According to Luca Belli, coordinator of the Technology and Society Center at the Getulio Vargas Foundation, a university in Rio de Janeiro, “the X could be offline as soon as 12 hours after receiving its instructions,” provided operators are aware of the widely publicized outage. I am and their obligation to comply with De Moraes’s order, and the fact that doing so is not complicated.”
WhatsApp, Brazil’s most popular messaging service, was shut down by judges several times in 2015 and 2016 after the firm refused to cooperate with authorities’ requests for user data. De Moraes warned messaging app Telegram could be shut down across the country in 2022, claiming it had ignored numerous demands from Brazilian authorities to block information and profiles. In the end, Telegram complied with his directive and went online ordering the corporation to nominate a local representative.
Many nations—mostly with authoritarian regimes, such as Russia, China, Iran, Myanmar, North Korea, Venezuela, and Turkmenistan—have outlawed X and its previous iteration, Twitter. Earlier, X was also briefly suspended by Pakistan, Turkey and Egypt, generally to quell dissent and instability.
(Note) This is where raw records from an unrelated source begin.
PR #964, opened 2016-06-02
Update rails to 4.2.0+

CloCkWeRX:
And a few other minor bits and pieces.

We get access to all of this:
http://edgeguides.rubyonrails.org/4_2_release_notes.html

... which is vaguely handy.

Specifics:
 * Upgrade activemerchant and unvendor, so we're no longer pinned to a 2 year old version
 * Upgrade rails
 * Fix deprecation errors relating to activerecord.find (we could certainly apply those separately if its cleaner)
 * Fix deprecation errors with active_job vs deliver (defaults to deliver_now)
 * Fix deprecation errors with view tests using old selectors with ```assert_select```, now that things are based on nokogiri
 * Rewrite 2-3 tests slightly, to relax expectations around rendering specific asset names as img src="..." or to better focus on the behaviour over implementation
 * Fix devise 4.2 deprecation errors. I have no idea why I didn't notice these in the previous pull request / didn't think we were affected, but they were appearing frequently.

PR #986, opened 2016-06-10
Update various gems - nokogiri, mime-types, parser, guard-rspec

CloCkWeRX:
First bits of #964 being redone in isolation


CloCkWeRX:
Provided tests are still happy, I'll shift onto the rails 4.2 update itself after this is merged

PR #987, opened 2016-06-10
Upgrade to rails 4.2.0+ (round 2)

CloCkWeRX:
Just like #964 only more mergable, working.


config/application.rb
```diff
@@ -112,5 +112,7 @@ class Application < Rails::Application
     # didn't work for us.
     config.cloudmade_key = '29a2d9e3cb3d429490a8f338b2388b1d'
 
+
```
pozorvlak: Please remove the extra whitespace.

config/environments/test.rb
```diff
@@ -15,7 +15,7 @@
   config.cache_classes = false
 
   # Configure static asset server for tests with Cache-Control for performance
-  config.serve_static_assets = true
+  config.serve_static_files = true
```
pozorvlak: Should we be setting this in `development.rb`?

db/migrate/20120903092956_devise_create_users.rb
```diff
@@ -34,7 +34,7 @@ def change
       # t.string :authentication_token
 
 
-      t.timestamps
+      t.timestamps null: true
```
pozorvlak: Are we currently creating null timestamps? We should probably fix that, if so.

config/environments/test.rb
CloCkWeRX: "config.serve_static_files configures Rails itself to serve static files. Defaults to true, but in the production environment is turned off as the server software (e.g. NGINX or Apache) used to run the application should serve static assets instead. "

So, should be ok to leave implicit

db/migrate/20120903092956_devise_create_users.rb
CloCkWeRX: Went with what the deprecation message suggested. It's unclear if we will set created_at = Time.now && updated_at = nil.

pozorvlak: OK. Let's go with this for now, and raise an issue to disallow NULL values
for timestamps (may require data migrations).

pozorvlak:
Please fix the whitespace issue, and then this is good to merge.

CloCkWeRX:
Re-running tests

Issue #950, opened 2016-06-01
Branded error pages


cesy:
Add Growstuff branding to the error pages currently in /public, particularly the Error 500 and 404 ones.

Include links back to the homepage, or ideally the whole standard header and footer. This can be done by copying the code from app/views/layout or app/views/home. You'll need to spell it out in full instead of just using HAML, because the error pages are used when Rails isn't fully working.

Prashanth261993:
Hi, I would like to work on this one. This is my first contribution, so if you could hep me with how to change its assignee, that would be great. Thanks!

maco:
Github is silly and prevents people from assigning, even to themself,
unless they already have commit (I think?) access. In the next week or so,
I'll have a bot setup to make it possible, but in the meanwhile, your
comment here is your claim.

Prashanth261993:
Oh thanks a lot. I'm unable to signup though. The confirmation seems to be redirecting to localhost:8080. I am guessing its a staging or production server. Is there a password for one of these members : test1, admin1?

maco:
Ah, yes, the password for test1 is password1 and for test2 is password2
etc. Similarly, wrangler1's password is wrangler1, and admin1's password is
password1

For future reference, if you look in db/seeds.rb you can search for a
username that's in the test db and find its password.

Prashanth261993:
The header and footer use bootstrap-css and bootstrap-sprockets. Is there an easy way to integrate them to files under public folder?

If not, which of the following should be done:
  i) Write custom css, js under <style> and <script> respectively
  ii) Do something similar to : [http://stackoverflow.com/questions/24235805/rails-4-how-do-i-create-a-custom-404-page-that-uses-the-asset-pipeline]

Prashanth261993:
Thanks @pozorvlak . Will definitely try.

Could you also please explain what cms_snippet_content(:footer1) does? 
It is part of _footer.html.haml.

It seems to be populating content in production but nothing under development. I can't find any code that initializes the content.

maco:
We have a CMS (content management system) called Comfy Mexican Sofa in use.
The footer content is stored in the DB and configured using the web
browser. I wouldn't worry about having much in the way of footer and all,
just making it matching in terms of color, font, etc.

Prashanth261993:
Hi, I have fixed the issue. I created a new branch, committed my changes and then merged dev into my branch. But when I try to push it, permission is denied.

Prashanth261993:
[...]

PR #988, opened 2016-06-13
Handled Issue #950 (Branded Error Pages)

Prashanth261993:
Moved error related views from public to errors (asset pipeline can be used).
Header and footer were included along with the error message.


CloCkWeRX:
Ooops, a few merge conflicts - can you git pull to get the latest?

Prashanth261993:
@CloCkWeRX  Pulled the growstuff-dev and merged with mine and resolved the conflict (CONTRIBUTORS.md). Will this do?

pozorvlak:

Following the Arab Spring upheaval, which some have dubbed the “Twitter Revolution”, Twitter was outlawed in Egypt, but has since been reinstated.
A search on X on Friday revealed hundreds of Brazilian users asking questions about virtual private networks (VPNs), which could allow them to continue using the site by pretending to log in from abroad. It was not immediately clear how the Brazilian government would monitor the conduct and how the fines mentioned by de Moraes would be applied.
Sharing a screenshot and captioning it, “I’m going there,” Mariana de Souza Elves Lima, better known by her handle MariMoon, announced to her 1.4 million X followers that she’s competing.
X announced that it would make De Moraes’s “illegal demands” and related court documents public “in the interest of transparency.”
Additionally, Musk’s satellite Internet service firm StarLink announced Thursday night on X that De M Moraes had frozen its funds this week, barring it from doing business in the country where its 250,000 There are more users.
“This order is based on the false assumption that StarLink must pay the fines imposed against X for violating the Constitution. It is done so secretly and without providing StarLink with due process of law. Issued which the Brazilian constitution guarantees. We intend to take legal action against the offending party,” Starlink said in a statement.
In response to those spreading the frozen reports, Musk insulted De Moraes. He said, “This guy @Alexander is a criminal masquerading as a judge. He is an outright criminal of the worst kind.”
SpaceX, the company that operates Starlink, will offer free Internet service in Brazil “until the matter is resolved.”
De Moraes said in his ruling that he had ordered the suspension of Starlink’s assets because there were insufficient funds in X’s accounts to pay the mounting fines, citing the two businesses’ shared economic ties.
Ada Spark is a tech explorer and creative content creator with 6+ years of experience. Appreciate teamwork and creative strategies to promote content. Always looking to work according to the latest trends and create content that makes a difference. Also familiar with infographics and other forms of content.